Dataset entries:
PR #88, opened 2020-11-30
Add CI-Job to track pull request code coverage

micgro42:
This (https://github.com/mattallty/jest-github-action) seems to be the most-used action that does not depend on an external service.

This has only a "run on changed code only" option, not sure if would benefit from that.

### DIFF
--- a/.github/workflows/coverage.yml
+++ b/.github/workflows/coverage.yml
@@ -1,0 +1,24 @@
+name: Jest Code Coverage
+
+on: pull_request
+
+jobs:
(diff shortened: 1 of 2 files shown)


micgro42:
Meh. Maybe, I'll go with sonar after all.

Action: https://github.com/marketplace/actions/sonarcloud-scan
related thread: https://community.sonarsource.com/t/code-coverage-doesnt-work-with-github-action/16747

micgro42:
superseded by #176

--

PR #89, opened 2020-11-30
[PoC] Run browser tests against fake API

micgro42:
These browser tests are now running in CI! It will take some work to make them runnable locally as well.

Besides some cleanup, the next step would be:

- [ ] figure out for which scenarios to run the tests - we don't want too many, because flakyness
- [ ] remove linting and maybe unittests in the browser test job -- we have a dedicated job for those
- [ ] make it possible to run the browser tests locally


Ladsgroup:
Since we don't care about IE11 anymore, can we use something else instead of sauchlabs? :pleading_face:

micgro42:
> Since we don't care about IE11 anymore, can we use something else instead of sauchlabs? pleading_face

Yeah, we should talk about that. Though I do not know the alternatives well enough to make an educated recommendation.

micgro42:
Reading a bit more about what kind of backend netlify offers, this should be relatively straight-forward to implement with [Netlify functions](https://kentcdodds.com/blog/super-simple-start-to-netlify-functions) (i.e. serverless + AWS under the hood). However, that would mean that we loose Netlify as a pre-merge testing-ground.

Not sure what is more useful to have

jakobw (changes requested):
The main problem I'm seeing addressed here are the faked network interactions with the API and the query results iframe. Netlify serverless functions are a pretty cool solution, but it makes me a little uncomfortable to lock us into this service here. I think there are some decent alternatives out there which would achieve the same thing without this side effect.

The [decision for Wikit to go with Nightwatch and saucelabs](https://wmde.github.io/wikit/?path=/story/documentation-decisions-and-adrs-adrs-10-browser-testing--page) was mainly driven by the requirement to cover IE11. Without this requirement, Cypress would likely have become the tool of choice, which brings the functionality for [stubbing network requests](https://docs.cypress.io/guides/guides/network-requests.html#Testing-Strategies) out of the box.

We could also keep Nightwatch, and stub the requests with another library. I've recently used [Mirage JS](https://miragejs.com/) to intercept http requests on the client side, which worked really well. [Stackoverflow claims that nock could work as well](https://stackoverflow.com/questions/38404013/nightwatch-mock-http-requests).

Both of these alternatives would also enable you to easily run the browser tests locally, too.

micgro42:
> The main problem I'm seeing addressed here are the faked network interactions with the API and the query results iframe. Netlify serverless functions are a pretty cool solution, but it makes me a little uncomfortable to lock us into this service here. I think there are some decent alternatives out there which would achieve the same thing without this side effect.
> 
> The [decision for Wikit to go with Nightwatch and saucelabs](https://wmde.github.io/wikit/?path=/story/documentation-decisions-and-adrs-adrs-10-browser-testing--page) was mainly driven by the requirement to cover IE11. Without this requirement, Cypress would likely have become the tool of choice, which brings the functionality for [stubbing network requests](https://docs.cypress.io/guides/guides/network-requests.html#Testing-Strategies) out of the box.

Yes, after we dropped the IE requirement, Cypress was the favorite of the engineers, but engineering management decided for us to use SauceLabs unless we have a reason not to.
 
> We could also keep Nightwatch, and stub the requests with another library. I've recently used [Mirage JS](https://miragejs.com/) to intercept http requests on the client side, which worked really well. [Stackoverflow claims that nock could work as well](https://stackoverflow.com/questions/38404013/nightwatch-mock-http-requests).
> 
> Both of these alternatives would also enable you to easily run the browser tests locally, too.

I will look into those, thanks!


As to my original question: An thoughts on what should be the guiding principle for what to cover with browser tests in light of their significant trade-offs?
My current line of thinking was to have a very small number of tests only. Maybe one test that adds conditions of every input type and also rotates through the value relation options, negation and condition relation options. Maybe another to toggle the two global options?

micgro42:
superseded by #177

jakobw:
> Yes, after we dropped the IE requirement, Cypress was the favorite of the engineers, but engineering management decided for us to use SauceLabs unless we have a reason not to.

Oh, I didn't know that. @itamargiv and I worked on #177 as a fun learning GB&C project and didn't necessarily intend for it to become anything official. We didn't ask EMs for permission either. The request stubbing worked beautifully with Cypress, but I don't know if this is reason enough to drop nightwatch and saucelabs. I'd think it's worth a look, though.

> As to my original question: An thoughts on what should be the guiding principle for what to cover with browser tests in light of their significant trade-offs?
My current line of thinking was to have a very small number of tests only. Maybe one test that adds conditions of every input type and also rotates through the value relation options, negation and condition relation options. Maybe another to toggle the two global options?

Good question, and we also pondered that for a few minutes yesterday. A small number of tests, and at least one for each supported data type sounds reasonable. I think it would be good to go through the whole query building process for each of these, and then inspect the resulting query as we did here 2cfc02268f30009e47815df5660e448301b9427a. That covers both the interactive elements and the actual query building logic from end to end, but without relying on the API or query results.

**PROBLEM REQUIREMENTS**
Within the data above, count the lines that contain the string "instead"; the reply is the number alone.

**TASK RESULT**
2